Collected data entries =
# # # # # # #

PR #17612, opened 2020-09-08
Implement ?== operator to compare strings ##shell

trufae:

**Detailed description**

needed because:

* theres no way to strcmp in r2
* x86.as tests are x86-specific

other solutions for the 2nd problem are:

- add ARCHONLY= in r2r
- do some r2 scripting magic
- make arch-specific tests in a separate directory
- install x86 toolchain on non-x86 testsuite platforms
- fallback to x86.nz inside the plugin

but also bear in mind that there are more failing x86.as tests that must be addressed, this PR is only fixing one

```
$ git grep x86.as test
test/db/esil/x86_32:e asm.assembler=x86.as
test/db/esil/x86_32:e asm.assembler=x86.as
test/db/tools/rasm2:CMDS=!rasm2 -s att -a x86.as -b 64 "test %rbx, %rax" 
test/db/tools/rasm2:CMDS=!rasm2 -s intel -a x86.as -b 64 "test rax, rbx" 
test/db/tools/rasm2:CMDS=!rasm2 -s att -a x86.as -b 64 "add \$33, %rbx"
test/db/tools/rasm2:CMDS=!rasm2 -s intel -a x86.as -b 64 "add rbx, 33" 
test/db/tools/rasm2:NAME=rasm2 -s att -a x86.as -b 64 movq %rdx, %rax
test/db/tools/rasm2:CMDS=!rasm2 -s att -a x86.as -b 64 "movq %rdx, %rax"
test/db/tools/rasm2:NAME=rasm2 x86.asm.32
```

**Test plan**

just see travis for arm64

**Closing issues**

there are some issues tracking XX on non-x86, lazy to find now, and this is just fixing some of them

### DIFF
--- a/libr/core/cmd_help.c
+++ b/libr/core/cmd_help.c
@@ -127,7 +127,7 @@ static const char *help_msg_question[] = {
 	"?+", " [cmd]", "run cmd if $? > 0",
 	"?-", " [cmd]", "run cmd if $? < 0",
 	"?=", " eip-0x804800", "hex and dec result for this math expr",
-	"?==", "x86==`e asm.arch`", "strcmp two strings separated by ==",
+	"?==", "x86 `e asm.arch`", "strcmp two strings separated by ==",
 	"??", " [cmd]", "run cmd if $? != 0",
 	"??", "", "show value of operation",
 	"?_", " hudfile", "load hud menu with given file",
@@ -748,13 +748,12 @@ static int cmd_help(void *data, const char *input) {
 	case '=': // "?=" set num->value
 		if (input[1] == '=') { // ?==
 			char *s = strdup (input + 2);
-			char *e = strstr (s, "==");
+			char *e = strchr (s, ' ');
 			if (e) {
-				*e = 0;
-				e += 2;
+				*e++ = 0;
 				core->num->value = strcmp (s, e);
 			} else {
-				eprintf ("Missing == in expression\n");
+				eprintf ("Missing secondary word in expression to compare\n");
 			}
 			free (s);
 		} else {
--- a/libr/core/cmd_help.c
+++ b/libr/core/cmd_help.c
@@ -127,6 +127,7 @@ static const char *help_msg_question[] = {
 	"?+", " [cmd]", "run cmd if $? > 0",
 	"?-", " [cmd]", "run cmd if $? < 0",
 	"?=", " eip-0x804800", "hex and dec result for this math expr",
+	"?==", "x86==`e asm.arch`", "strcmp two strings separated by ==",
 	"??", " [cmd]", "run cmd if $? != 0",
 	"??", "", "show value of operation",
 	"?_", " hudfile", "load hud menu with given file",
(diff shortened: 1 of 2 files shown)


test/db/esil/x86_32
```diff
@@ -2370,7 +2370,9 @@ CMDS=<<EOF
 # Common parts
 #
 e asm.arch=x86
-e asm.assembler=x86.as
+?==x86==`e asm.arch`
```
ret2libc, line 2373: this looks awful :(

```
?== x86 `e asm.arch`
``` 
Looks better imo. Probably the `==` were just done to make the parsing easy.

trufae: ?== x y implies that no spaces are supported. i can change for that. and i bet that would work with the new parser. any hint how to do that?

trufae: or do you want to handle this when the new command gets accepted, reviewed and tested?

trufae: updated

test/db/esil/x86_32
```diff
@@ -2370,7 +2370,9 @@ CMDS=<<EOF
 # Common parts
 #
 e asm.arch=x86
-e asm.assembler=x86.as
+?==x86 `e asm.arch`
```
ret2libc, line 2373: also, let's assume a space between the command name and the arguments.
```suggestion
?== x86 `e asm.arch`
```
otherwise it becomes harder for the parser to know where the command ends and the arguments begins.

test/db/esil/x86_32
ret2libc: Yeah, I think it looks much better. New shell will be able to deal with spaces as well just by doing
```
?== "first string" "second string"
```

test/db/esil/x86_32
trufae: do you want this space to be mandatory?

ret2libc: I think yes. There should be a clear separation between commands and arguments (the same as you can't do `echoCiao` but you have to do `echo ciao`).

XVilka:
I wonder if we should just make `==` polymorphic in the future in the new parser (able to compare integers, hexadecimals, strings, whatever else).

libr/core/cmd_help.c
```diff
@@ -127,6 +127,7 @@ static const char *help_msg_question[] = {
 	"?+", " [cmd]", "run cmd if $? > 0",
 	"?-", " [cmd]", "run cmd if $? < 0",
 	"?=", " eip-0x804800", "hex and dec result for this math expr",
+	"?==", " x86 `e asm.arch`", "strcmp two strings separated by ==",
```
ret2libc, line 130:
```suggestion
	"?==", " x86 `e asm.arch`", "strcmp two strings",
```

ret2libc (approved):
I commited a small fix to help mmessage. LGTM

trufae:
May i fix the other x86.as tests like this? actually, the tests we have shuold be assembled with x86.nz too. so probably this conditional may work for the rest of them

# # # # # # #

What you are asked to do =
Find every line above that contains the word "have", and return each one.

Task solution =
ret2libc: I think yes. There should be a clear separation between commands and arguments (the same as you can't do `echoCiao` but you have to do `echo ciao`).
May i fix the other x86.as tests like this? actually, the tests we have shuold be assembled with x86.nz too. so probably this conditional may work for the rest of them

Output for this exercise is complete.